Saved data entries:
PR #22, opened 2019-10-14
KeyError when using `git gud load`

### LINKED ISSUE #18: KeyError when using `git gud load`
I'd like to have this fail gracefully instead of just showing the stack trace for the KeyError.

The KeyErrors happen when providing a level name or a challenge name that doesn't exist.

Instead of showing the KeyError, we should provide a message that says "Level X doesn't exist" or "Challenge Y doesn't exist" and something like "To view challenges/levels, use `git gud challenges` or `git gud levels`"

rblcoder:
fixes #18

### DIFF
--- a/gitgud/__main__.py
+++ b/gitgud/__main__.py
@@ -190,16 +190,24 @@ class GitGud:
 
     def handle_load(self, args):
         self.assert_initialized()
+        if args.level_name in all_levels:
+            level = all_levels[args.level_name]
 
-        level = all_levels[args.level_name]
-
-        if args.challenge_name is not None:
-            challenge = level.challenges[args.challenge_name]
+            if args.challenge_name is not None:
+                if args.challenge_name in all_levels[args.level_name].challenges:
+                    challenge = level.challenges[args.challenge_name]
+                    challenge.setup(self.file_operator)
+                    self.file_operator.write_challenge(challenge)
+                else:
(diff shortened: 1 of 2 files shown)


rblcoder:
@bthayer2365 Please see the changes.

bthayer2365:
I tested it. Works perfectly! But... you actually wrote more code than you need to.

`get_challenge` will never actually encounter a KeyError because it is reading from a file that Git Gud itself is writing to. Since the "write_challenge" method only accepts challenge objects as input, it will always write a valid level name. If it doesn't, then something's actually wrong and we will want the stack trace. 

On the other hand, user input will have typos every once in a while, so we shouldn't act like something's wrong if we expect it to happen.

Also, since we're displaying the user's input, I think it makes sense to put that in quotes, so instead of having
```"Level {} ..."```
we should do
```"Level \"{}\" ..."```

So, that leaves two things for you to do:
1. Change the code in `get_challenge` back to what it was before
2. Add quotes around user input

PS Since the two sets of changes are in different files, you can just checkout an old revision of operations.py to get the old `get_challenge` code back
`git checkout HEAD~1 -- gitgud\operations.py`

rblcoder:
@bthayer2365 Please see the changes.

bthayer2365:
Good stuff! Thanks for the PR!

## What you should do:
Retype the entries above exactly as they appear.

## Answer space:
PR #22, opened 2019-10-14
KeyError when using `git gud load`

### LINKED ISSUE #18: KeyError when using `git gud load`
I'd like to have this fail gracefully instead of just showing the stack trace for the KeyError.

The KeyErrors happen when providing a level name or a challenge name that doesn't exist.

Instead of showing the KeyError, we should provide a message that says "Level X doesn't exist" or "Challenge Y doesn't exist" and something like "To view challenges/levels, use `git gud challenges` or `git gud levels`"

rblcoder:
fixes #18

### DIFF
--- a/gitgud/__main__.py
+++ b/gitgud/__main__.py
@@ -190,16 +190,24 @@ class GitGud:
 
     def handle_load(self, args):
         self.assert_initialized()
+        if args.level_name in all_levels:
+            level = all_levels[args.level_name]
 
-        level = all_levels[args.level_name]
-
-        if args.challenge_name is not None:
-            challenge = level.challenges[args.challenge_name]
+            if args.challenge_name is not None:
+                if args.challenge_name in all_levels[args.level_name].challenges:
+                    challenge = level.challenges[args.challenge_name]
+                    challenge.setup(self.file_operator)
+                    self.file_operator.write_challenge(challenge)
+                else:
(diff shortened: 1 of 2 files shown)


rblcoder:
@bthayer2365 Please see the changes.

bthayer2365:
I tested it. Works perfectly! But... you actually wrote more code than you need to.

`get_challenge` will never actually encounter a KeyError because it is reading from a file that Git Gud itself is writing to. Since the "write_challenge" method only accepts challenge objects as input, it will always write a valid level name. If it doesn't, then something's actually wrong and we will want the stack trace. 

On the other hand, user input will have typos every once in a while, so we shouldn't act like something's wrong if we expect it to happen.

Also, since we're displaying the user's input, I think it makes sense to put that in quotes, so instead of having
```"Level {} ..."```
we should do
```"Level \"{}\" ..."```

So, that leaves two things for you to do:
1. Change the code in `get_challenge` back to what it was before
2. Add quotes around user input

PS Since the two sets of changes are in different files, you can just checkout an old revision of operations.py to get the old `get_challenge` code back
`git checkout HEAD~1 -- gitgud\operations.py`

rblcoder:
@bthayer2365 Please see the changes.

bthayer2365:
Good stuff! Thanks for the PR!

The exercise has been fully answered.